**THE TASK**. Repeat the whole listing below with nothing added or dropped.
"""
PR #169, opened 2019-11-23
chore: simplfy Makefile and .travis.yml

seanmalloy:
**Description**

This is the first in a series of commits to clean up and simplify the development work flow. These changes are intended to improve developer velocity.

Removed dead code and unnecessary steps from the Makefile. Also simplify the Travis CI config by using the new "make test" target.

The change is not related to an open issue.

**Type of change**


Makefile
```diff
@@ -15,58 +13,58 @@ export GITHUB_PAGES_REPO ?= KohlsTechnology/eunomia
...
+
 # Install CRDs into a cluster
 install:
 	cat deploy/crds/*crd.yaml | kubectl apply -f-
 
-# Run go fmt against code
+# Run gofmt against code
 fmt:
-	go fmt ./pkg/... ./cmd/...
+	test -z "$(shell gofmt -l . | grep -v ^vendor)"
```
akavel: I'm confused by this block; when running `make fmt` I would be surprised that it's just a *test* instead of actually reformatting my code; also, the comment above says "Run gofmt", but running gofmt would normally reformat my code. Before this change, there was a "check-gofmt" target which did a `test` call, and which was de facto now renamed to "fmt" — why this change in the target's name?

Makefile
```diff
@@ -15,58 +13,58 @@ export GITHUB_PAGES_REPO ?= KohlsTechnology/eunomia
...
-	go build -o build/_output/bin/eunomia  -ldflags $(LDFLAGS) github.com/KohlsTechnology/eunomia/cmd/manager
+clean:
+	rm -rf build/_output
 
-# Build manager binary
-manager-osx: generate fmt vet
-	GOOS=darwin go build -o build/_output/bin/eunomia -ldflags $(LDFLAGS) github.com/KohlsTechnology/eunomia/cmd/manager
+# Build binary
+build:
+	GO111MODULE=on go mod vendor
```
akavel: Why the `go mod vendor`? Why do we need it at all?

Makefile
```diff
@@ -15,58 +13,58 @@ export GITHUB_PAGES_REPO ?= KohlsTechnology/eunomia
...
-manager: generate fmt vet
-	go build -o build/_output/bin/eunomia  -ldflags $(LDFLAGS) github.com/KohlsTechnology/eunomia/cmd/manager
+clean:
+	rm -rf build/_output
 
-# Build manager binary
-manager-osx: generate fmt vet
-	GOOS=darwin go build -o build/_output/bin/eunomia -ldflags $(LDFLAGS) github.com/KohlsTechnology/eunomia/cmd/manager
+# Build binary
+build:
```
akavel: why remove the `generate` target instead of fixing the code by adding the missing directives: `//go:generate operator-sdk generate k8s` and `//go:generate operator-sdk generate openapi` in some good places?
"""
**ANSWER SPACE**.
PR #169, opened 2019-11-23
chore: simplfy Makefile and .travis.yml

seanmalloy:
**Description**

This is the first in a series of commits to clean up and simplify the development work flow. These changes are intended to improve developer velocity.

Removed dead code and unnecessary steps from the Makefile. Also simplify the Travis CI config by using the new "make test" target.

The change is not related to an open issue.

**Type of change**


Makefile
```diff
@@ -15,58 +13,58 @@ export GITHUB_PAGES_REPO ?= KohlsTechnology/eunomia
...
+
 # Install CRDs into a cluster
 install:
 	cat deploy/crds/*crd.yaml | kubectl apply -f-
 
-# Run go fmt against code
+# Run gofmt against code
 fmt:
-	go fmt ./pkg/... ./cmd/...
+	test -z "$(shell gofmt -l . | grep -v ^vendor)"
```
akavel: I'm confused by this block; when running `make fmt` I would be surprised that it's just a *test* instead of actually reformatting my code; also, the comment above says "Run gofmt", but running gofmt would normally reformat my code. Before this change, there was a "check-gofmt" target which did a `test` call, and which was de facto now renamed to "fmt" — why this change in the target's name?

Makefile
```diff
@@ -15,58 +13,58 @@ export GITHUB_PAGES_REPO ?= KohlsTechnology/eunomia
...
-	go build -o build/_output/bin/eunomia  -ldflags $(LDFLAGS) github.com/KohlsTechnology/eunomia/cmd/manager
+clean:
+	rm -rf build/_output
 
-# Build manager binary
-manager-osx: generate fmt vet
-	GOOS=darwin go build -o build/_output/bin/eunomia -ldflags $(LDFLAGS) github.com/KohlsTechnology/eunomia/cmd/manager
+# Build binary
+build:
+	GO111MODULE=on go mod vendor
```
akavel: Why the `go mod vendor`? Why do we need it at all?

Makefile
```diff
@@ -15,58 +13,58 @@ export GITHUB_PAGES_REPO ?= KohlsTechnology/eunomia
...
-manager: generate fmt vet
-	go build -o build/_output/bin/eunomia  -ldflags $(LDFLAGS) github.com/KohlsTechnology/eunomia/cmd/manager
+clean:
+	rm -rf build/_output
 
-# Build manager binary
-manager-osx: generate fmt vet
-	GOOS=darwin go build -o build/_output/bin/eunomia -ldflags $(LDFLAGS) github.com/KohlsTechnology/eunomia/cmd/manager
+# Build binary
+build:
```
akavel: why remove the `generate` target instead of fixing the code by adding the missing directives: `//go:generate operator-sdk generate k8s` and `//go:generate operator-sdk generate openapi` in some good places?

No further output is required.